#ubuntu-tour 2010-10-18
<Muscovy> Indecisive sleeper.
<UndiFineD> maybe his xchat is nacroleptic
<UndiFineD> oh I was asleep
<UndiFineD> time for bed the
<UndiFineD> n
<MixCool> good morning :)
<MixCool> hey folks :)
<MixCool> hi Silasle
<Silasle> Hi
<Silasle> Done something whit the dashboard?
<MixCool|Screens> no not really
<MixCool|Screens> I create new screenshots
<MixCool|Screens> in about-ubuntu en and de
<Silasle> Ok
<MixCool|Screens> i do now the other langs
<MixCool|Screens> so there all uniform
<MixCool|Screens> well, I could start with swedish :D
<Silasle> I could translate the Swedish but i'm to lazy :P
<MixCool|Screens> :D
<MixCool|Screens> I'll start with translating to German, when the english texts are finished up
<Silasle> I'll start translating if we get launchpad translations running
<MixCool|Screens> but i seems that about-ubuntu has been finished
<MixCool|Screens> we'll get launchpad support? cool :)

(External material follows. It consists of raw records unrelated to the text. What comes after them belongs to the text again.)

Issue #2103, opened 2022-08-08
Better custom commands interface


jesseduffield:
**Is your feature request related to a problem? Please describe.**
If you go to the [custom commands compendium](https://github.com/jesseduffield/lazygit/wiki/Custom-Commands-Compendium) you'll see examples like this:

```yaml
  - key : 'N'
    description: 'create annotated tag'
    command: "git tag -a {{index .PromptResponses 0}} -m \"{{index .PromptResponses 1}}\""
    context: 'tags'
    prompts:
      - type: 'input'
        title: 'Annotated tag name:'
      - type: 'input'
        title: 'Annotated tag message:'
```

Referring to prompt responses by index isn't great for a few reasons:
* it's not obvious what prompts are referred to until you read them
* it introduces an order dependence which makes it harder to insert new prompts or shuffle prompts around
* it prevents us from having more complex custom command flows with branching logic

**Describe the solution you'd like**
Allow a name to be specified in the prompt so that you can refer to the prompt by name:

```yaml
  - key : 'N'
    description: 'create annotated tag'
    command: "git tag -a {{ .Form.tagName }} -m \"{{ .Form.tagMessage }}\""
    context: 'tags'
    prompts:
      - type: 'input'
        title: 'Annotated tag name:'
        key: 'tagName'
      - type: 'input'
        title: 'Annotated tag message:'
        key: 'tagMessage'
```

For an example of what this might look like see this [playground link](https://go.dev/play/p/LdFcNhWX-dq)

Then we'd remove all mention of the PromptResponses approach from documentation, except for the sake of saying it's deprecated. We'll keep it in the code though for backwards compatibility

**Describe alternatives you've considered**
It would be good if we could keep using the name PromptResponses. I'm not sure if I actually like 'Form'. But I'm pretty sure trying to re-use PromptResponses will be more trouble than it's worth.

**Additional context**
Relevant files:
`pkg/gui/services/custom_commands/handler_creator.go:44`. In the `call` method we write to `promptResponses` each time the user responds to a prompt (specifically in the `wrappedF` function). We can have a separate variable called form which is a `map[string]string` which we also write to, using the key of the prompt.

This file also defines `CustomCommandObjects` which we'll need to add the Form field to, alongside PromptResponses.

Mihai22125:
Hello @jesseduffield, can I help on this?

jesseduffield:
[...]

PR #2109, opened 2022-08-10
Improve custom commands interface

Mihai22125:
Allow a name to be specified in the prompt so that prompts can be referred by name.
```
- key : 'N'
    description: 'create annotated tag'
    command: "git tag -a {{ .Form.tagName }} -m \"{{ .Form.tagMessage }}\""
    context: 'tags'
    prompts:
      - type: 'input'
        title: 'Annotated tag name:'
        key: 'tagName'
      - type: 'input'
        title: 'Annotated tag message:'
        key: 'tagMessage'
```

Referring to prompt responses by index is kept in the code for backwards compatibility.

Add functionality for returning an error if the referred prompt is not defined.

This resolves: #2103


jesseduffield:
Code looks good, could you add an integration test for this? You can use https://github.com/jesseduffield/lazygit/blob/master/pkg/integration/tests/custom_commands/multiple_prompts.go as a reference. Also check out https://github.com/jesseduffield/lazygit/blob/master/pkg/integration/README.md

Lemme know if you need any guidance

Mihai22125:
Hi @jesseduffield, I would be happy to give it a shot.

pkg/integration/tests/custom_commands/form_prompts.go
```diff
@@ -0,0 +1,88 @@
...
+	Skip:         false,
+	SetupRepo: func(shell *Shell) {
+		shell.EmptyCommit("blah")
+	},
+	SetupConfig: func(cfg *config.AppConfig) {
+		cfg.UserConfig.CustomCommands = []config.CustomCommand{
+			{
+				Key:     "a",
+				Context: "files",
+				Command: `echo "{{index .Form.FileContent}}" > {{index .Form.FileName}}`,
```
jesseduffield, line 20: is the `index` thing here necessary?

Mihai22125: It looks like I forgot to remove it. I updated the code now

jesseduffield:
Thanks for waiting for my re-review. Great work!

Mihai22125:
I'm glad that I could contribute to this cool project!

PR #2111, opened 2022-08-11
Prompt user for branch name on checkout by name

tardisbleu:
Prompt user for branch name on checkout by name

Before :
WindowsTerminal_tU1DqTt9R8

After :
WindowsTerminal_SLdRp6T4Ax

### DIFF
--- a/pkg/gui/controllers/branches_controller.go
+++ b/pkg/gui/controllers/branches_controller.go
@@ -232,18 +232,7 @@ func (self *BranchesController) checkoutByName() error {
 		Title:               self.c.Tr.BranchName + ":",
 		FindSuggestionsFunc: self.helpers.Suggestions.GetRefsSuggestionsFunc(),
 		HandleConfirm: func(response string) error {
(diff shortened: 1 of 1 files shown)


mark2185:
I believe the failing integration tests need to be re-recorded since there's an extra prompt now.

jesseduffield:
Two questions:
1) What happens if you want to check out a local branch by name? Will it also ask you to create a new branch?
2) Thinking out loud: are we removing the ability to something users actually want i.e. easily checkout a remote branch as a detached head?

mark2185:
Well this might not be the right solution, but it may be a step in the right direction.

It would be helpful if the prompt for creating a new branch off of such a detached head would already be filled with the branch name, since the title contains `New Branch Name (Branch is off of 'origin/correct-name')`, and the `Local Branches` has it under `(HEAD detached at origin/correct-name)`

That would actually let us keep the cake, and sorta kinda eat it as well.

PR #2115, opened 2022-08-15
add branch flag

Mic92:
I don't know if I am the only one with the workflow, but I like to sometimes look at other branches like this:

```
lazygit log -b master
```

Right now this is the only reason I have still installed tig

```
tig master
```

### DIFF
--- a/pkg/app/entry_point.go
+++ b/pkg/app/entry_point.go
@@ -34,6 +34,7 @@ type cliArgs struct {
 	UseConfigDir       string
 	WorkTree           string
 	GitDir             string
+	Branch             string
 	CustomConfigFile   string
 }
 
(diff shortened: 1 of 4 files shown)


jesseduffield:
This is a good idea for a feature. Rather than populate the commits panel it makes more sense to populate the 'sub-commits' panel which you reach when you press enter on a branch in the local branches panel. This way, we won't have keybindings available for things like rebasing, which are only applicable to the commits of the current branch.

So what would be good would be to, upon starting lazygit with that new argument, switching to the branches window and entering the subcommits context for the given branch (we use the word context in the code but context == panel).

It would also be good to set the screen mode to SCREEN_HALF as we do when running `lazygit log`

jesseduffield (changes requested):
Marking as changes requested for my own bookkeeping. Let me know if you need any more guidance on this one @Mic92

Mic92:
Don't know, when I will get back to this.
I will re-open this branch in that case. For now everyone else feel free to take it from there.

<Silasle> I don't know if we will but i hope so
<MixCool|Screens> I hope, too
<MixCool|Screens> rosetta is great
<MixCool|Screens> is swedish "sw_SW" ??
<Silasle> sv?
<MixCool|Screens> ohh :D
<MixCool|Screens> typo, like you yesterday :P
<Silasle> Which typo?
<MixCool|Screens> yesterday? cata :D
<Silasle> That was madnessred
<MixCool|Screens> ohh :D my fault :D
<MixCool|Screens> I'm sorry
<MixCool|Screens> svenska (Sverige) is the right one, or?
<Silasle> mmm
<MixCool|Screens> k
<MixCool|Screens> hey MadnessRed
<MadnessRed> hi
<MixCool|Screens> I created new screenshots
<MadnessRed> klkl
<MixCool|Screens> should I push them?
<MadnessRed> they are pngs yh?
<MixCool|Screens> yeah
<MixCool|Screens> I optimized them
<MixCool|Screens> so there very small
<MixCool|Screens> *they're
<MadnessRed> ok, go for it then, as long as they look ok full size
<MixCool|Screens> yeah
<MixCool|Screens> one moment
<MadnessRed> kk,
<MixCool|Screens> ah
<MixCool|Screens> finish
<MixCool|Screens> rev347
<MadnessRed> klkl
<UndiFineD> :)
<MixCool|Screens> hey UndiFineD
<UndiFineD> just got back from my daughters piano lessons
<MixCool|Screens> ah :D
<UndiFineD> 1 year and she is at beethoven next week
<MixCool|Screens> good :)
<MixCool|Screens> UndiFineD: Is there a wikipage or somethink like that, where I could note, which screenshots have been finished?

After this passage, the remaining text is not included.